(PROMPT) All records that follow are to be restated exactly.

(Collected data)
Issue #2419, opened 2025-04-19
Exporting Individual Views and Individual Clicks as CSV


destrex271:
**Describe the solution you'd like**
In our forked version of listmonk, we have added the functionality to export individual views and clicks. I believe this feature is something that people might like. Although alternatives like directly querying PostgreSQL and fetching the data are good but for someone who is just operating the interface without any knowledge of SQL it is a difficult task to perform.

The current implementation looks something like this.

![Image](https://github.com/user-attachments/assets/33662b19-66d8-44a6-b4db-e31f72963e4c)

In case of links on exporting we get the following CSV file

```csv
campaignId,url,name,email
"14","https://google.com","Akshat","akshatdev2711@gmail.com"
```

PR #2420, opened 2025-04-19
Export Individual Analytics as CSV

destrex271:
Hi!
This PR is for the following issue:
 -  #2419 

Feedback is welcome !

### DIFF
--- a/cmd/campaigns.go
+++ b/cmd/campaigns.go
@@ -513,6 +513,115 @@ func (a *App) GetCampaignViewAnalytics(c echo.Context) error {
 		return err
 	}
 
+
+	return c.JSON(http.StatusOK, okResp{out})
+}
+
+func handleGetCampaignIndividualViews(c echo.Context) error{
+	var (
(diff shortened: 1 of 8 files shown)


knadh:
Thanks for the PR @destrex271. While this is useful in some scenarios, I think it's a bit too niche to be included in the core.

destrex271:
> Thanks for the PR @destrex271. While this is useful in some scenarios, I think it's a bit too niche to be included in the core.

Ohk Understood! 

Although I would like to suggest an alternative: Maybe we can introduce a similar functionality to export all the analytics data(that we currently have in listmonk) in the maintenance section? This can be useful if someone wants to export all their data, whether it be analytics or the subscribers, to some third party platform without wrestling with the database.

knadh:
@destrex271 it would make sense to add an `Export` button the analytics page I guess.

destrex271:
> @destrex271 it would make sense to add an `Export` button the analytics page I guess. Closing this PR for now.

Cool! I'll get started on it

(COMPLETED EXERCISE)
Issue #2419, opened 2025-04-19
Exporting Individual Views and Individual Clicks as CSV


destrex271:
**Describe the solution you'd like**
In our forked version of listmonk, we have added the functionality to export individual views and clicks. I believe this feature is something that people might like. Although alternatives like directly querying PostgreSQL and fetching the data are good but for someone who is just operating the interface without any knowledge of SQL it is a difficult task to perform.

The current implementation looks something like this.

![Image](https://github.com/user-attachments/assets/33662b19-66d8-44a6-b4db-e31f72963e4c)

In case of links on exporting we get the following CSV file

```csv
campaignId,url,name,email
"14","https://google.com","Akshat","akshatdev2711@gmail.com"
```

PR #2420, opened 2025-04-19
Export Individual Analytics as CSV

destrex271:
Hi!
This PR is for the following issue:
 -  #2419 

Feedback is welcome !

### DIFF
--- a/cmd/campaigns.go
+++ b/cmd/campaigns.go
@@ -513,6 +513,115 @@ func (a *App) GetCampaignViewAnalytics(c echo.Context) error {
 		return err
 	}
 
+
+	return c.JSON(http.StatusOK, okResp{out})
+}
+
+func handleGetCampaignIndividualViews(c echo.Context) error{
+	var (
(diff shortened: 1 of 8 files shown)


knadh:
Thanks for the PR @destrex271. While this is useful in some scenarios, I think it's a bit too niche to be included in the core.

destrex271:
> Thanks for the PR @destrex271. While this is useful in some scenarios, I think it's a bit too niche to be included in the core.

Ohk Understood! 

Although I would like to suggest an alternative: Maybe we can introduce a similar functionality to export all the analytics data(that we currently have in listmonk) in the maintenance section? This can be useful if someone wants to export all their data, whether it be analytics or the subscribers, to some third party platform without wrestling with the database.

knadh:
@destrex271 it would make sense to add an `Export` button the analytics page I guess.

destrex271:
> @destrex271 it would make sense to add an `Export` button the analytics page I guess. Closing this PR for now.

Cool! I'll get started on it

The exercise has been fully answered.